RD mode decision for B-frames (--b-rdo)
patch by Alex Wright.


git-svn-id: svn://svn.videolan.org/x264/trunk@368 df754926-b1dd-0310-bc7b-ec298dee348c
---

diff --git a/encoder/analyse.c b/encoder/analyse.c
index 493228dc..2fa52854 100644
--- a/encoder/analyse.c
+++ b/encoder/analyse.c
@@ -188,7 +188,8 @@ static void x264_mb_analyse_init( x264_t *h, x264_mb_analysis_t *a, int i_qp )
     a->i_qp = h->mb.i_qp = i_qp;
     a->i_lambda = i_qp0_cost_table[i_qp];
     a->i_lambda2 = i_qp0_cost2_table[i_qp];
-    a->b_mbrd = h->param.analyse.i_subpel_refine >= 6 && h->sh.i_type != SLICE_TYPE_B;
+    a->b_mbrd = h->param.analyse.i_subpel_refine >= 6 &&
+                ( h->sh.i_type != SLICE_TYPE_B || h->param.analyse.b_bframe_rdo );
 
     h->mb.i_me_method = h->param.analyse.i_me_method;
     h->mb.i_subpel_refine = h->param.analyse.i_subpel_refine;
@@ -460,8 +461,12 @@ static void x264_mb_analyse_intra( x264_t *h, x264_mb_analysis_t *a, int i_cost_
     int i, idx;
     int i_max;
     int predict_mode[9];
+    int i_satd_thresh;
 
-    const int i_satd_thresh = a->i_best_satd * 5/4 + a->i_lambda * 10;
+    if( h->sh.i_type == SLICE_TYPE_B )
+        i_satd_thresh = a->i_best_satd * 9/8;
+    else
+        i_satd_thresh = a->i_best_satd * 5/4 + a->i_lambda * 10;
 
     /*---------------- Try all mode and calculate their score ---------------*/
 
@@ -1143,8 +1148,16 @@ static void x264_mb_analyse_inter_direct( x264_t *h, x264_mb_analysis_t *a )
         /* mb type cost */
         a->i_cost8x8direct[i] += a->i_lambda * i_sub_mb_b_cost_table[D_DIRECT_8x8];
     }
-
     a->i_cost16x16direct += a->i_lambda * i_mb_b_cost_table[B_DIRECT];
+
+    if( a->b_mbrd )
+    {
+        if( a->i_cost16x16direct < a->i_best_satd )
+            a->i_best_satd = a->i_cost16x16direct;
+
+        h->mb.i_type = B_DIRECT;
+        a->i_cost16x16direct = x264_rd_cost_mb( h, a->i_lambda2 );
+    }
 }
 
 #define WEIGHTED_AVG( size, pix1, stride1, src2, stride2 ) \
@@ -1278,6 +1291,31 @@ static void x264_mb_analyse_inter_b16x16( x264_t *h, x264_mb_analysis_t *a )
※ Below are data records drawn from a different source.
PR #1000, opened 2019-07-12
True

benjub:
Following #999; commit messages are descriptive. DO NOT merge yet, since I have to deal with hadbi123i and cadbi123i.
@digama0 What should I do with hadbi123i and cadbi123i, which use dftru in their proofs? (for the moment, they are commented out)
- Delete them? (since they are not used by any theorems and cadbi123d and hadbi123d might suffice)
- Reprove them: directly? or from the decution version, using (ph -> ph) as an antecedent?

### DIFF
--- a/discouraged
+++ b/discouraged
@@ -4752,7 +4752,7 @@
 "df-topspOLD" is used by "eltopspOLD".
 "df-topspOLD" is used by "istpsOLD".
 "df-topspOLD" is used by "tpsexOLD".
-"df-tru" is used by "dftru2".
+"df-tru" is used by "tru".
 "df-unop" is used by "elunop".
 "df-va" is used by "0vfval".
 "df-va" is used by "vafval".
@@ -4804,7 +4804,6 @@
 "dfpjop" is used by "elpjidm".
 "dfpjop" is used by "pjhmopidm".
 "dfsup2OLD" is used by "dfsup3OLD".
-"dftru2" is used by "tru".
 "dfvd1imp" is used by "gen11".
 "dfvd1impr" is used by "gen11".
 "dfvd1ir" is used by "2uasbanhVD".
@@ -15268,7 +15267,7 @@ New usage of "dfpjop" is discouraged (4 uses).
 New usage of "dfprm2OLD" is discouraged (0 uses).
 New usage of "dfsup2OLD" is discouraged (1 uses).
 New usage of "dfsup3OLD" is discouraged (0 uses).
-New usage of "dftru2" is discouraged (1 uses).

     a->i_cost16x16bi   += a->i_lambda * i_mb_b_cost_table[B_BI_BI];
     a->l0.me16x16.cost += a->i_lambda * i_mb_b_cost_table[B_L0_L0];
     a->l1.me16x16.cost += a->i_lambda * i_mb_b_cost_table[B_L1_L1];
+
+    if( a->b_mbrd )
+    {
+        if( a->l0.me16x16.cost < a->i_best_satd )
+            a->i_best_satd = a->l0.me16x16.cost;
+        if( a->l1.me16x16.cost < a->i_best_satd )
+            a->i_best_satd = a->l1.me16x16.cost;
+        if( a->i_cost16x16bi < a->i_best_satd )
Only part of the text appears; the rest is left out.